Entre abril e maio, Radis acompanhou pelo menos cinco “lives” sobre violência doméstica. O assunto vem se tornando recorrente durante a pandemia de covid-19. Não raro, mulheres em situação de violência têm aproveitado esse espaço para gritar por socorro. São tantos os pedidos que eles inspiraram a mais recente campanha do Instituto Maria da Penha veiculada na internet (ver vídeo). No Brasil, a cada dois segundos uma mulher é vítima de violência física ou verbal. As denúncias feitas ao Ligue 180, serviço gratuito e confidencial criado para atender essas mulheres, cresceram 14% nos quatro primeiros meses de 2020, em relação ao mesmo período do ano passado. Foram 37,5 mil registros entre janeiro e abril deste ano, contra 32,9 mil no mesmo período do ano passado, segundo dados da Ouvidoria Nacional de Direitos Humanos. Um outro relatório, divulgado pelo Fórum Brasileiro de Segurança Pública (FBSP), aponta que, somente no estado de São Paulo, os atendimentos da Polícia Militar a mulheres vítimas de violência aumentaram 44,9%. O total de socorros prestados passou de 6.775 para 9.817, na comparação entre março de 2019 e março de 2020.

“Não tem romance nem poesia na violência”, disse Regina Célia, co-fundadora e vice-presidente do Instituto Maria da Penha, antes de encerrar os 60 minutos de transmissão àquela noite.
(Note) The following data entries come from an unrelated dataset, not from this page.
PR #590, opened 2024-04-28
Fixed off by one for writeBlocksRaw

### LINKED ISSUE #587: Off by one in writeBlocksRaw
[`writeBlocksRaw`](https://github.com/haskell/text/blob/3f2a71bb1dad5fd8a64f3743b58d765d985723e2/src/Data/Text/IO.hs#L255) uses the same bounds check as [`writeBlocksCRLF`](https://github.com/haskell/text/blob/3f2a71bb1dad5fd8a64f3743b58d765d985723e2/src/Data/Text/IO.hs#L239). `writeBlocksRaw` will always only write one character while `writeBlocksCRLF` can write two.

Seems like it should actually be

```haskell
          | n >= len -> commit n True{-needs flush-} False >>= outer s
```

BebeSparkelSparkel:
closes #587

### DIFF
--- a/src/Data/Text/IO.hs
+++ b/src/Data/Text/IO.hs
@@ -252,7 +252,7 @@ writeBlocksRaw h buf0 (Stream next0 s0 _len) = outer s0 buf0
         Done -> commit n False{-no flush-} True{-release-} >> return ()
         Skip s' -> inner s' n
         Yield x s'
-          | n + 1 >= len -> commit n True{-needs flush-} False >>= outer s
+          | n >= len -> commit n True{-needs flush-} False >>= outer s
           | otherwise    -> writeCharBuf raw n x >>= inner s'
     commit = commitBuffer h raw len
 
--- a/src/Data/Text/IO.hs
+++ b/src/Data/Text/IO.hs
@@ -1,5 +1,6 @@
 {-# LANGUAGE BangPatterns, CPP, RecordWildCards, ScopedTypeVariables #-}
 {-# LANGUAGE Trustworthy #-}
+{-# LANGUAGE NamedFieldPuns #-}
 -- |
 -- Module      : Data.Text.IO
 -- Copyright   : (c) 2009, 2010 Bryan O'Sullivan,
@@ -54,9 +55,9 @@ import qualified Data.Text as T
 import Data.Text.Internal.Fusion (stream)
 import Data.Text.Internal.Fusion.Types (Step(..), Stream(..))
 import Data.Text.Internal.IO (hGetLineWith, readChunk)
-import GHC.IO.Buffer (Buffer(..), BufferState(..), CharBufElem, CharBuffer,
-                      RawCharBuffer, emptyBuffer, isEmptyBuffer, newCharBuffer,
-                      writeCharBuf)
+import GHC.IO.Buffer (Buffer(..), BufferState(..), RawCharBuffer, CharBuffer,
+                      emptyBuffer, isEmptyBuffer, newCharBuffer)
+import qualified GHC.IO.Buffer
 import GHC.IO.Exception (IOException(ioe_type), IOErrorType(InappropriateType))
 import GHC.IO.Handle.Internals (augmentIOError, hClose_help, wantReadableHandle,
                                 wantWritableHandle)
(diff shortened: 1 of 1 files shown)


Bodigrim:
Is it possible to add a regression test?

BebeSparkelSparkel:
It may be possible, but I am unsure how to. This is a case of the last character in the buffer not being used because the bounds check was copy pasted from the above write* functions that have the possibility of writing two characters CRLF.

Bodigrim:
Would anything in the current test suite break if we put `n - 10` instead of `n` / `n + 1`? Do we have any tests in this area at all?

BebeSparkelSparkel:
All tests pass with `n - 10`

BebeSparkelSparkel:
I don't know how to test for buffer overflow unless we can add a test buffer type that checks for that.

Lysxia:
We might not catch this in regular builds but we can test this by inserting a debug assertion (enabled by `-DASSERTS` under the `-fdeveloper` cabal flag) to ensure that `writeCharBuf` is within bounds.

src/Data/Text/IO.hs
```diff
@@ -219,42 +220,47 @@ writeLines h nl buf0 (Stream next0 s0 _len) = outer s0 buf0
           | n + 1 >= len -> commit n True{-needs flush-} False >>= outer s
           | x == '\n'    -> do
                    n' <- if nl == CRLF
-                         then do n1 <- writeCharBuf raw n '\r'
```
Lysxia, line 222: I think it looked better with `raw` before, because `buf :: Buffer` contains 4 fields that are unused in these functions. It's `commitBuffer` returning a `Buffer` that's the odd one out.

I suggest to add `len` as an argument to `writeCharBuf` or to inline the bounds check in each relevant branch.

BebeSparkelSparkel: inlined

BebeSparkelSparkel:
Still catches out of bounds https://github.com/haskell/text/actions/runs/8958991966/job/24603864107?pr=590#step:6:1102

BebeSparkelSparkel:
@Bodigrim Anything else that needs to be done?

src/Data/Text/IO.hs
```diff
@@ -206,55 +207,60 @@ hPutChars h (Stream next0 s0 _len) = loop s0
...
-  outer s1 Buffer{bufRaw=raw, bufSize=len} = inner s1 (0::Int)
+  outer s1 buf@Buffer{..} = inner s1 (0::Int)
    where
     inner !s !n =
       case next0 s of
         Done -> commit n False{-no flush-} True{-release-} >> return ()
         Skip s' -> inner s' n
         Yield x s'
-          | n + 1 >= len -> commit n True{-needs flush-} False >>= outer s
+          | n + 1 >= bufSize -> commit n True{-needs flush-} False >>= outer s
```
Bodigrim, line 220: Could this be 
```suggestion
          | n >= bufSize || x == '\n' && n >= bufSize + 1 -> commit n True{-needs flush-} False >>= outer s
```
? It seems that unless `x == '\n'` the function `writeBlocksCRLF` does nothing different from `writeBlocksRaw` and thus could use the same condition `n >= bufSize`.

Bodigrim (approved):

src/Data/Text/IO.hs
```diff
@@ -206,55 +206,48 @@ hPutChars h (Stream next0 s0 _len) = loop s0
...
-          | x == '\n'    -> do n1 <- writeCharBuf raw n '\r'
-                               writeCharBuf raw n1 '\n' >>= inner s'
-          | otherwise    -> writeCharBuf raw n x >>= inner s'
-    commit = commitBuffer h raw len
+          | n >= bufSize - bool 0 1 (isCRLF && x == '\n') ->
+            commit n True{-needs flush-} False >>= outer s
+          | isCRLF && x == '\n' -> do
+            n1 <- writeCharBuf bufRaw bufSize n '\r'
+            writeCharBuf bufRaw bufSize n1 '\n' >>= inner s'
+          | otherwise -> writeCharBuf bufRaw bufSize n x >>= inner s'
```
Lysxia, line 244: Reordering the conditions lets you mention `isCRLF` only once and makes it clearer how much buffer space the two writing branches need:

```suggestion
          | isCRLF && x == '\n' && n + 1 < bufSize -> do
              n1 <- writeCharBuf bufRaw bufSize n '\r'
              writeCharBuf bufRaw bufSize n1 '\n' >>= inner s'
          | n < bufSize -> writeCharBuf bufRaw bufSize n x >>= inner s'
          | otherwise -> commit n True{-needs flush-} False >>= outer s
```

Lysxia (approved):
LGTM!

Bodigrim:
Thanks!

Issue #442, opened 2022-06-06
`hPutStrLn` in multiple threads


worm2fed:
Function to print text with newline performs it as two separate actions - first is to print message and second - to
print newline symbol.
This way there is issues with computations in multiple threads, so newline symbol sometimes printed in wrong place.

Possible solution here is to redefine `hPutStrLn` like this:
```
hPutStrLn :: Handle -> Text -> IO ()
hPutStrLn h t = hPutStr h $ t <> '\n'
```

Not sure what is the reason of current implementation..
I found that issue when used `co-log` and I've provided PR with a fix (https://github.com/co-log/co-log/pull/243), but the source problem is `text` library.

phadej:
I'd rather document that none of `IO` actions in `Data.Text.IO` are thread-safe. Making them thread-safe would add an overhead for people who don't need one.

Bodigrim:
`bytestring` defines `hPutStrLn` as below:
```haskell
hPutStrLn :: Handle -> ByteString -> IO ()
hPutStrLn h ps
    | length ps < 1024 = hPut h (ps `B.snoc` 0x0a)
    | otherwise        = hPut h ps >> hPut h (B.singleton 0x0a) -- don't copy
```

This is still not atomic, but much less annoying in practice. I think doing the same trick in `text` + expanding documentation is a reasonable way to proceed.

axman6-da:
I initially thought _Why not use [hPutBuilder](https://hackage.haskell.org/package/bytestring-0.11.3.1/docs/Data-ByteString-Builder.html#v:hPutBuilder) _ 
```haskell
hPutBuilder h (fromText ps <> fromText "\n")
```
but then found that the text package doesn't have an equivalent - is there a good reason for this?

worm2fed:
> `bytestring` defines `hPutStrLn` as below:
> 
> ```haskell
> hPutStrLn :: Handle -> ByteString -> IO ()
> hPutStrLn h ps
>     | length ps < 1024 = hPut h (ps `B.snoc` 0x0a)
>     | otherwise        = hPut h ps >> hPut h (B.singleton 0x0a) -- don't copy
> ```
> 

@Bodigrim but length can be expensive O(n)

axman6-da:
We don't need `Text.length` in `Char`s, we need the length of the array, which should be O(1) right?

Bodigrim:
[...]

PR #592, opened 2024-05-01
Improved hPutStr lazy for small chunk sizes

BebeSparkelSparkel:


Lysxia:
I think a simpler way is to decompose `Text.hPutStr` into `Stream.hPutStr . Text.stream` (for some `Stream.hPutStr :: Handle -> Stream Char -> IO ()` so you get `Lazy.hPutStr = Stream.hPutStr . Lazy.stream`.

BebeSparkelSparkel:
Thanks I was not aware of lazy stream.

Lysxia:
While fixing #442 I ended up doing what I suggested here, in #600.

Dias depois, ela concedeu uma entrevista à Radis em que falou sobre o que pode acontecer quando mulheres estão confinadas 24 horas com os seus agressores e sobre as medidas emergenciais que deveriam ser tomadas para garantir a proteção dessas mulheres em tempos de pandemia. Confira a entrevista concedida à repórter Ana Cláudia Peres.

Que fatores contribuem para o crescimento da violência doméstica nesse período?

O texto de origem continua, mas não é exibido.